In response to the recent distortions and emotional rhetoric concerning union representation in the workplace, I would like to clarify the misconceptions about collective bargaining and "right to work" legislation.

Collective bargaining is the process utilized by workers, through union representation, to negotiate wages, benefits, grievance procedures, working conditions and other mutual interests. An agreement between management and labor acceptable to both parties is then voted on by the union members for ratification. This activity by union membership is protected under the National Labor Relations Act of 1935. An individual acting alone is not afforded the same protection in negotiations with management and could be "terminated as will."

The "right to work" laws seek to abolish the union security protection in collective bargaining by prohibiting an employer and a union from voluntarily agreeing to make the workplace a union member only business.

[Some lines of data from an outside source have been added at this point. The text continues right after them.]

PR #232, opened 2022-03-17
fix: add renku cli to PATH in rstudio

olevski:
Fixes renku not being present in the PATH of rstudio images.

### DIFF
--- a/.github/workflows/build_and_push_to_docker.yml
+++ b/.github/workflows/build_and_push_to_docker.yml
@@ -24,8 +24,8 @@ jobs:
     - name: Docker Login
       uses: Azure/docker-login@v1
       with:
-        username: ${{ secrets.DOCKER_USERNAME }}
-        password: ${{ secrets.DOCKER_PASSWORD }}
+        username: ${{ secrets.RENKU_DOCKER_USERNAME }}
+        password: ${{ secrets.RENKU_DOCKER_PASSWORD }}
 
     - uses: actions/checkout@v2
     - name: Build renku project python-based docker images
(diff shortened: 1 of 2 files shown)


olevski:
This project: https://renkulab.io/projects/tasko.olevski/test-r-project-1 uses the image built in this repo. And renku cli works in both rstudio and jupyterlab.

rokroskar:
if I'm reading the R Dockerfile correctly, we never actually install renku in there. Should we copy it from the python base image like we do the other python packages [here](https://github.com/SwissDataScienceCenter/renkulab-docker/blob/master/docker/r/Dockerfile#L75-L80)? I guess all that is needed is something like 

```
COPY --from renku_base /home/jovyan/.renku /home/rstudio/.renku
```

olevski:
> if I'm reading the R Dockerfile correctly, we never actually install renku in there. Should we copy it from the python base image like we do the other python packages [here](https://github.com/SwissDataScienceCenter/renkulab-docker/blob/master/docker/r/Dockerfile#L75-L80)? I guess all that is needed is something like
> 
> ```
> COPY --from renku_base /home/jovyan/.renku /home/rstudio/.renku
> ```

Rok what you describe does happen in the Dockerfile here: https://github.com/SwissDataScienceCenter/renkulab-docker/pull/232/files#diff-0905cf205d369bd74981475a9ea32b552da07810e4010c9936058a9837a6885eR79.

Maybe I misunderstand what you mean though.

gavin-k-lee:
I verified that the cli is available in that image :+1:

rokroskar:
@olevski you're totally right I missed it because of the line break 🤦 !!

olevski:
@rokroskar @gavin-k-lee if you are done testing/reviewing can you approve please?

rokroskar (approved):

This results in non-union workers being allowed to work under a union collective bargaining agreement without contributing to any of the costs incurred in the process. Collective bargaining agreements don't always contain a closed shop provision, this is an optional clause. Under "right to work" law, the provision can't even be negotiated.

A related 1977 U.S. Supreme Court decision said, "A union-shop arrangement has been thought to distribute fairly the cost of these (representative) activities among those who benefit, and it counteracts the incentive that employees might otherwise have to become 'free riders' -- to refuse to contribute to the union while obtaining benefits of union representation that necessarily accrue to all employees."

In addition to decimating unions by economic and political intervention by government, "right to work" states result in all workers (union and non-union) experiencing a 20 percent reduction in pay, unemployment coverage, worker's compensation and a 23 percent diminishing of health care benefits.

Are "right to work" laws representative of a worker's free choice in a democracy? Are they good for the local and state economy? You decide.